The Colletidae are a family of bees, and are often referred to collectively as plasterer bees or polyester bees, due to the method of smoothing the walls of their nest cells with secretions applied with their mouthparts; these secretions dry into a cellophane-like lining. The five subfamilies, 54 genera, and over 2000 species are all (with the known exception of but one species, Amphylaeus morosus) evidently solitary, though many nest in aggregations. Two of the subfamilies, Euryglossinae and Hylaeinae, lack the external pollen-carrying apparatus (the scopa) that otherwise characterizes most bees, and instead carry the pollen in their crops. These groups, and most genera in this family, have liquid or semiliquid pollen masses on which the larvae develop.

They can be found all over the world, but the most species live in South America and Australia. Over 50% of all bee species living in Australia belong to this family.

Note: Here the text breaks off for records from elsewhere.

PR #478, opened 2015-08-12
Dont call api twice

zenhack:
D'oh

The test suite didn't catch this because it mostly invokes the api calls directly; doesn't go through the http handler.

This is built on top of #477; that should be merged first.

### DIFF
--- a/haas/cli.py
+++ b/haas/cli.py
@@ -13,7 +13,7 @@
 # governing permissions and limitations under the License.
 
 """This module implements the HaaS command line tool."""
-from haas import config
+from haas import config, server
 from haas.config import cfg
 
 import inspect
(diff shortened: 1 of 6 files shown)


zenhack:
@henn, added some docs.

@gsilvis, can you look at this as well?

lokI8:
So I'm guessing something like this https://github.com/giampaolo/psutil isn't worth including for the one run_for_seconds test?

zenhack:
Yeah, that strikes me as overkill --- we don't really need to collect a bunch of statistics, this is just "make sure it doesn't just explode when  you run the command."

henn:
+1

gsilvis:
What's the current interaction between this test and the coverage tool?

Only the genera Colletes and Hylaeus can be found in Europe, while in North America, in addition to these two, the genera Caupolicana, Eulonchopria, and Ptiloglossa are found.

Australian genera include Euhesma, a large genus, members of which has been split off into other genera such as Euryglossa and Callohesma.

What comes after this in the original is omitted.